In den *besetzten* Ländern - Ungarn, Polen etc. - entwickelte sich jahrzehntelang genauso wenig bis nix. Wenn man ein Land aber freigibt, sprich endlich mal die Gier überwindet, es selbst besitzen zu wollen, dann ermöglicht man damit die Chance, daß es sich entwickelt.
Also bitte. Abziehen. Die Besatzung ist sowieso widerrechtlich.
armut, probleme bei wasserversorgung, fehlende bildungsstätten, alle diese probleme gibt es nicht erst seit 1967. Ö schaffte bis 1955 (ende der besatzungszeit) ein grossteil der kriegsschäden zu beseitigen. die pal. haben es bis 1967 nicht einmal annähernd geschafft so weit zu kommen wie die israelis, und hatten im gegensatz zu den israelis nie die angst vernichtet oder ausgerottet zu werden.

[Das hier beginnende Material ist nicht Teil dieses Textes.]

Issue #312, opened 2025-02-19
feat: Is it possible to split out a rig-providers as a new crate? This seems like it would be very useful for community needs


Cupnfish:
- [x] I have looked for existing issues (including closed) about this

## Feature Request
I think if we provide a rig-providers as a new crate, other projects in the community can integrate it well, which would definitely be beneficial for project maintenance. I looked into existing projects in the community, such as [llm](https://github.com/graniet/llm), which appears to have many features, but in reality, a lot of them are not implemented.

### Motivation
I want to build a chat GUI software llm by myself for fun, but I haven't found a suitable package. Rig is too big for me, I don't need so many proxy functions. The current core doesn't seem streamlined enough, and some parts could be developed as a separate crate.

### Proposal
It feels like splitting the providers module into a separate crate would solve the problem

### Alternatives
This is just a wish I have out of a desire for a streamlined providers package, hoping that rig can separate this module as a high-quality providers library that the community can directly use

0xMochan:
This is something that came up internally. It's sorta tricky bc ideally, we want something straightforward for people to install `cargo add rig-core tokio` and then u can run an example. it would end up changing to `cargo add rig-core rig-providers tokio` for things to continue.

I _think_ something like keeping atleast `openai` in `rig-core` and perhaps `anthropic` + `gemini` in core and we can throw the other providers in an side-crate would be suitable. I will say, I don't see how a `rig-providers` crate would be usable outside the community unless we spun out the `completion` method as it's own thing and added some stuff for `rig-core` to be an extra feature which would add some maintenance burden to the team for some unknown benefit. The main benefit of rig's shared traits and structs is to generalize method with each of the providers.

I definitely can see how the inclusion of abstraction layers like agents w/ tool calling sorta can be seen as a heavier integration so something where the providers can be used standalone is enticing. From our POV, if you desire a closer connection to the LLM interface, the `CompletionModel` trait via `.completion` method is a _direct_ way to talk to the LLM with no interpretation of embeddings, RAGing, tool calling, etc. The only transformation that occurs is the direct generalization from the provider's message model to the generalized one.

---

TL;DR: It's def. on our radar with having a `rig-providers`. In terms of having `rig-core` being an optional features for said side-crate, it's likely not our highest priority.

Issue #236, opened 2025-01-23
epic: Multimodal (audio and image generation) APIs


cvauclair:
## Feature Request
Define audio and image generation API to enable multi-modal use cases.

### Motivation
While text completion is a major use case of generative AIs, it is far from the only one. Audio and image generation are among the top other use cases of generative AIs and having the ability to combine all three types of generation to create complex AI pipelines is a major design goal of Rig.

Rig already provides a generalized text completion API (i.e.: completion request and response API which can be converted to and from provider-specific API), but provides no equivalent for audio and image generation models. 

This issue will be used to track all multi-modal related discussions, issues and PRs.

### Proposal
Create a common audio and image generation API and integrate a first batch of providers for each. This can (and should) be done across multiple PRs and will be implemented progressively into the library.

❗ IMPORTANT: Although we are making this plan public to encourage discussions and feedback for the sake of transparency, we are not expecting these features to come entirely from the community nor for them to be available in the short term. We want to get the design of these new APIs right (well mostly right) and will prioritize quality over speed. If you do want to work on these APIs, please comment below or reach out to us on our Discord! Also expect a thorough reviewing process for any PRs submitted in the context of this epic.

#### Step 1: Define common API
The first step in integrating other types of generation is to define common APIs for both audio and image generation. These APIs should roughly follow the same structure as the existing text completion API (to some extent). For example, for the audio generation API:
```rust
// in src/audio_generation.rs
pub enum AudioGenerationError {...}

pub struct AudioGenerationRequest {...}

pub struct AudioGenerationResponse {...}

pub trait AudioGenerationModel: Clone + Send + Sync {
    /// The raw response type returned by the underlying audio generation model.
    type Response: Send + Sync;

    /// Generates an audio generation response for the given audio generation request.
    fn generate_audio(
        &self,
        request: AudioGenerationRequest,
    ) -> impl std::future::Future<Output = Result<AudioGenerationResponse<Self::Response>, AudioGenerationError>>
           + Send;
}

pub struct AudioGenerationRequest<M: AudioGenerationModel> {...}
```

The same for the image generation API in `image_generation.rs`.

❗ IMPORTANT: The data types above should be **general** and contain the minimal attributes that can be converted to _any_ audio generation model provider API.

❗ IMPORTANT: Unless these new APIs require no additional dependencies (which would be surprising), they should be locked behind `audio` and `image` feature flags respectively so as to keep `rig-core` as lean as possible.  

[...]

PR #331, opened 2025-03-03
refactor: Split OpenAI into multiple files

yavens:
This PR breaks up OpenAI into multiple smaller files, similar to some of the other providers. Most important types are reexported at the top of the module so it shouldn't be a difficult migration for most users.

As progress is made on #236 and #312, it would be nice to make this change for all existing provider implementations.


0xMochan:
Is this designed to go before or after the #336 ?

yavens:
It doesn't particularly matter since OAI transcription was merged in the initial feature PR.

joshua-mo-143:
Is this something we are still wanting to prioritise at some point this week?

yavens:
I think it should just be rolled into the image generation PR now.

joshua-mo-143:
Ok no worries - let's close this after the image gen PR is done then

0xMochan:
Superseded by #357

und bezgl. ihrem vergleich zu ungarn&co: sicher entwickelten sie sich, nicht so schnell wie westeuropa aber ungarn&co hatten eine wirtschaft, eine verwaltung, die es ihnen ermöglichte den anschluss in die EU-15 nicht zu verpassen. gaza&wjl haben sich seit 1947 nicht entwickelt, die bevölkerung ist nur um ein vielfaches grösser und radikaler als früher
diese Menschen ... es trotz Besatzung geschafft, eine Wasserversorgung tlw. aufzubauen und die haben sogar eine Universität gebaut - alles kaputt, alles von Israel wiederrechtlich zerstört.
Ja, ja, diese "Untermenschen" haben sowas zustandegebracht, auch wenn sie es nicht wahrhaben wollen.
In ihren Postings lese ich sowas arges von verstecktem Rassismus, dass es mir fast die Zehennägel aufrollt!
diese menschen schafften es nicht trotz sondern wegen der besatzung eine wasserversorgung aufzubauen. die pal. haben es unter den ägyptern/jordaniern nämlich nicht geschafft so etwas zu erschaffen, dazu fehlte ihnen das geld, das material und vor allem das know-how. die "untermenschen" (wie sie es ausdrücken) sind im israelischen parlament vertreten, im gegensatz zu den syrern, jordaniern und libanesen die sie allesamt umbrachten (siehe syren die in kürzester zeit 50.000 leute massakrierten)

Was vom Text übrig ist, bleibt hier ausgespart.